On March 11, 2015, Parkway reached an agreement to sell Peachtree Dunwoody Pavilion, a 370,000 square foot office complex comprised of four buildings located in Atlanta, Georgia, for a gross sale price of $52.5 million. Parkway expects the closing of the sale to occur during the second quarter of 2015, subject to customary closing conditions.

On March 19, 2015, Parkway reached an agreement to sell Hillsboro Center I-V, a 216,000 square foot office complex comprised of five office buildings located in Ft. Lauderdale, Florida, for a gross sale price of $22.0 million. Parkway expects the closing of the sale to occur in the second quarter of 2015, subject to customary closing conditions.

On March 20, 2015, Parkway reached an agreement to sell City Centre, a 266,000 square foot office building located in Jackson, Mississippi, for a gross sale price $6.2 million. Parkway expects the closing of the sale to occur in the fourth quarter of 2015, subject to customary closing conditions.

On March 24, 2015, Parkway reached an agreement to sell 400 North Belt, a 231,000 square foot office building located in Houston, Texas, for a gross sale price of $10.2 million. Parkway expects the closing of the sale to occur in the second quarter of 2015, subject to customary closing conditions.

Subsequent Events

On April 3, 2015, Parkway paid in full the $68.0 million TIAA debt facility, secured by Hillsboro Center I-V, Peachtree Dunwoody Pavilion, One Commerce Green, and the Comerica Bank Building, which had a 6.2% interest rate. Parkway incurred a $3.0 million prepayment fee associated with the payoff.

On April 6, 2015, Parkway paid in full the $32.0 million outstanding loan secured by 3350 Peachtree, which had an interest rate of 7.3%. Parkway incurred a $320,000 prepayment fee associated with the payoff.

On April 8, 2015, Parkway completed the sale of Two Ravinia, a 390,000 square foot office property located in Atlanta, Georgia, for a gross sale price of $78.0 million. Parkway had a 30% ownership interest in the property, which was owned by Parkway Properties Office Fund II L.P. ("Fund II"). Parkway received approximately $15.4 million, its proportionate share of net proceeds from the sale. During the second quarter of 2015, Parkway expects Fund II to recognize a gain of approximately $27.5 million, of which $8.3 million will be Parkway's share. Simultaneously with closing of the sale, Fund II paid in full the remaining outstanding loan secured by Two Ravinia, totaling $22.1 million, and incurred a prepayment fee and swap early termination fee of $1.8 million, $525,000 of which is Parkway's share.

Capital Structure

On January 20, 2015, Parkway received investment grade credit ratings of Baa3 from Moody's Investors Service and a BBB- from Standard and Poor's Ratings Services. Both credit ratings have a stable outlook.

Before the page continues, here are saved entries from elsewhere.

PR #2002, opened 2026-06-04
feat(consent-active): inline timeline-expiry guard in active consent GET route

abdulbeast4-creator:
## Summary

Injects a secondary timeline-expiry enforcement layer directly into the shipped `GET /api/consent/active` route handler. After the backend response is received and before it reaches the client, every item in the payload is inspected for stale timestamps. Stale sessions are force-expired with a 401 before the payload can be cached or forwarded. No new files, no new imports.

## Files changed (2)

| File | Change |
|---|---|
| `hushh-webapp/app/api/consent/active/route.ts` | +37 lines — `_CONSENT_POLICY_WINDOW_MS` const + inline timeline check |
| `hushh-webapp/__tests__/api/consent/api-service-consent.test.ts` | +126 lines — 3 route mocks + 6-case expiry suite |

## Injection point

```
const result = await load;          ← backend response received
[ timeline check fires here ]       ← new guard
if (hotCacheKey && ...)             ← original cache-write (untouched)
```

## Two stale signals that trigger 401

```typescript
const toMs = (v: unknown): number | null => {
  if (v == null) return null;
  const n = typeof v === "number" ? v * 1_000 : Date.parse(String(v));
  return Number.isFinite(n) ? n : null;
};
// Signal 1: expires_at is in the past
const expiresMs = toMs(item["expires_at"]);
if (expiresMs !== null && expiresMs <= now) return true;
// Signal 2: issued_at exceeds 24-hour policy ceiling
const issuedMs = toMs(item["issued_at"]);
return issuedMs !== null && now - issuedMs > _CONSENT_POLICY_WINDOW_MS;
```

Numbers are treated as Unix epoch **seconds** (standard FastAPI/Python output) and converted to milliseconds.

## Test proof — direct `GET` handler invocation

| Case | Payload | Status |
|---|---|---|
| Unix-second `expires_at` 1 hour in the past | `{ id, expires_at: <past-secs> }` | **401** |
| ISO-string `expires_at` 2 hours in the past | `{ id, expires_at: "<iso-past>" }` | **401** |
| `issued_at` 25 hours ago (exceeds 24-h window) | `{ id, issued_at: <stale-secs> }` | **401** |
| `expires_at` 1 hour in the future | `{ id, expires_at: <future-secs> }` | 200 |
| Items with no timestamp fields | `{ id, scope: "read" }` | 200 |
| Missing `userId` query param | — | 400 (existing guard) |

## CI gate checklist
- [x] **PR Base Policy** — targets `integration/pr-train`
- [x] **DCO** — `Signed-off-by: Abdul Rashid <smirthidharmaiit@gmail.com>`
- [x] **No new files** — guard inline; tests in existing file
- [x] **No new imports** in `route.ts` — zero import block changes
- [x] **Original logic intact** — cache, inflight, error, stale-fallback untouched
- [x] **Clean diff** — 2 files, fresh base from `origin/integration/pr-train`

---

### DIFF
--- a/hushh-webapp/__tests__/api/consent/api-service-consent.test.ts
+++ b/hushh-webapp/__tests__/api/consent/api-service-consent.test.ts
@@ -1,4 +1,30 @@
 import { beforeEach, describe, expect, it, vi } from "vitest";
+import { NextRequest } from "next/server";
+
+// ── Route-level mocks (hoisted, apply before route module is imported) ────────
+vi.mock("@/app/api/_utils/backend", () => ({
+  getPythonApiUrl: () => "http://mock-backend",
+}));
+
+vi.mock("@/app/api/_utils/hot-get-json-cache", () => ({
+  createHotGetJsonCache: () => ({
+    read:          vi.fn(() => null),
+    getInflight:   vi.fn(() => null),
+    setInflight:   vi.fn(),
+    write:         vi.fn(),
+    clearInflight: vi.fn(),
+  }),
+}));
+
+vi.mock("@/app/api/_utils/request-id", () => ({
+  resolveRequestId:      () => "test-rid",
+  createUpstreamHeaders: (_id: string, h: Record<string, string>) => h,
+  withRequestIdJson: (_id: string, body: unknown, init?: ResponseInit) =>
+    new Response(JSON.stringify(body), {
+      status: (init?.status as number) ?? 200,
+      headers: { "content-type": "application/json" },
+    }),
+}));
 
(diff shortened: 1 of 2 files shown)


kushaltrivedi5:
## Closed: duplicate active-consent expiry guard

### Why It Is Closed
This duplicates the same active-consent timeline-expiry guard represented in #2005, and it shares the same blocker: the hardcoded 24-hour policy conflicts with the current longer-duration consent model.

### Path Forward
Use the #2005 feedback path if this should continue: derive expiry from canonical `expires_at` or duration metadata instead of a fixed 24-hour window.

PR #2007, opened 2026-06-04
fix(frontend): make kai-nav-tour hydration safe

Roopmann30:
# Description
Fixed a React hydration mismatch warning in the `kai-nav-tour` component. 

The initial viewport width fallback was dynamically checking `window.innerWidth`, which causes a mismatch between the server render and the initial client render. Hardcoded the fallback to `430` since the `useEffect` handles resolving the true viewport width immediately on mount.

## 🧪 Testing
- [x] Verified zero layout shift on mount
- [x] Tested on Web (Chrome/Safari)


kushaltrivedi5 (approved):
Approved for PR-train after current-head review. Local combined proof on integration/pr-train: npm run typecheck and npm run verify:design-system passed; route verifier requires maintainer-only reviewer secrets in this shell.

PR #2129, opened 2026-06-06
feat(consent): wire isPurposeValid into approve route with backward-compatible purpose guard

abdulbeast4-creator:
## Summary

- **`lib/consent/purpose-guard.ts`** — New utility: `CONSENT_APPROVE_PURPOSES` allow-list (`data_access | analytics | personalization | research | marketing`) and `isPurposeValid()` type predicate
- **`app/api/consent/pending/approve/route.ts`** — Reads optional `purpose` from request body; rejects unknown values with `400` before any downstream call; `purpose` is deliberately **not** forwarded to Python (`ConsentApprovalPayload` uses `extra="forbid"`)
- **`lib/services/api-service.ts`** — Exposes `purpose?: string` on `approvePendingConsent`; includes it in the web-path fetch body so callers can supply a purpose without changing the Python schema
- **`__tests__/api/consent/approve-route-purpose-guard.test.ts`** — 14 tests across three `describe` blocks:
  1. `isPurposeValid` unit contract (allow-list, reject unknown / empty / non-string)
  2. Route: no purpose → passes through (backward compat), valid purpose → accepted, invalid purpose → 400 before backend, purpose not forwarded to Python
  3. `ApiService.approvePendingConsent`: purpose included when provided, omitted when not provided

## Backward compatibility

All existing callers (`use-consent-actions.ts`, `consent-web.ts`) send no `purpose` field. The guard only fires when `purpose !== undefined`, so existing approve flows are unaffected. Tests explicitly cover the no-purpose case.

## Why purpose is not forwarded to Python

`ConsentApprovalPayload` uses `model_config = ConfigDict(extra="forbid")` — forwarding an unknown field would return 422 from the Python backend. The purpose guard lives entirely in the Next.js layer as an input-boundary validator.

## Test plan

- [ ] `isPurposeValid` accepts all five allowed purposes, rejects empty/unknown/non-string
- [ ] Route returns 400 for unknown purpose before calling `fetch`
- [ ] Route returns non-400 for absent purpose (backward compat) and valid purpose
- [ ] Python backend never receives `purpose` field
- [ ] `ApiService.approvePendingConsent` includes `purpose` in body only when caller passes it
- [ ] All existing `api-service-consent.test.ts` tests still pass (no regressions)

### DIFF
--- a/hushh-webapp/__tests__/api/consent/approve-route-purpose-guard.test.ts
+++ b/hushh-webapp/__tests__/api/consent/approve-route-purpose-guard.test.ts
@@ -1,0 +1,200 @@
+/**
+ * Approve route — isPurposeValid wiring + backward-compatibility proof
+ *
+ * Covers:
+ *  1. isPurposeValid unit contract (allow-list, reject unknown/empty/non-string)
+ *  2. Route accepts requests with no purpose (all existing callers — backward compat)
+ *  3. Route accepts requests with a valid known purpose
+ *  4. Route rejects requests with an unrecognised purpose string (400 before backend)
+ *  5. Route does not forward the purpose field to the Python backend
+ *  6. ApiService.approvePendingConsent sends purpose in the request body when provided
+ *  7. ApiService.approvePendingConsent omits purpose when not provided
+ */
+
+import { beforeEach, describe, expect, it, vi } from "vitest";
+import { createMockPOST } from "../../utils/test-helpers";
+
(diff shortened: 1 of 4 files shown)


kushaltrivedi5 (changes requested):

### Direction

### Blocker
Current blockers: new_export_without_app_or_backend_caller, existing_capability_overlap_requires_review, existing_capability_overlap_requires_review.

### Path To Merge

### Proof Needed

On January 27, 2015, Parkway completed a $200.0 million increase in revolving commitments using the accordion option available under its existing amended, restated and consolidated credit agreement. With this increase, the unsecured revolving credit facility now totals $450.0 million. This increase did not result in any changes to any terms or covenants associated with the unsecured credit facility.

On March 5, 2015, Parkway paid in full at par the $14.0 million outstanding loan secured by Westshore Corporate Center, which had an interest rate of 5.8%.

At March 31, 2015, the Company had $243.0 million outstanding under its revolving credit facility, $350.0 million outstanding under its unsecured term loans and held $66.7 million in cash and cash equivalents, of which $37.3 million of cash and cash equivalents was Parkway's share. Parkway's share of secured debt totaled $1.1 billion at March 31, 2015.

At March 31, 2015, the Company's net debt to EBITDA multiple was 7.1x, using the quarter's annualized EBITDA after adjusting for the impact of investment activity completed during the period, as compared to 6.1x at December 31, 2014, and 5.9x at March 31, 2014. Adjusting for the approximately $114.3 million at share of dispositions both announced and completed subsequent to quarter-end, the Company's net debt to recurring EBITDA multiple was 6.7x.

Common Dividend

The Company's previously announced first quarter cash dividend of $0.1875 per share, which represents an annualized dividend of $0.75 per share, was paid on March 25, 2015 to stockholders of record as of March 11, 2015.

2015 Revised Outlook

After considering the Company's year-to-date performance and expected results for the remainder of the year, as well as recently announced disposition activity, Parkway is tightening its 2015 FFO outlook to a range of $1.34 to $1.40 per diluted share for the Parkway Portfolio and adjusting its earnings per diluted share ("EPS") outlook to a range of $0.25 to $0.31 for the Parkway Portfolio.

The reconciliation of projected EPS to projected FFO per diluted share is as follows:

Outlook for 2015


Range

Fully diluted EPS


   $0.25 - $0.31

Parkway's share of depreciation and amortization


   $1.50 - $1.50

Impairment loss on depreciable real estate


   $0.01 - $0.01

Gain on sale of real estate


   ($0.42 - $0.42)

Reported FFO per diluted share


  $1.34 - $1.40

The 2015 outlook is based on the core operating, financial and investment assumptions described below. These assumptions reflect the Company's expectations based on its knowledge of current market conditions and historical experience. All dollar amounts presented for the 2015 outlook are at Parkway's share and dollars and shares are in thousands.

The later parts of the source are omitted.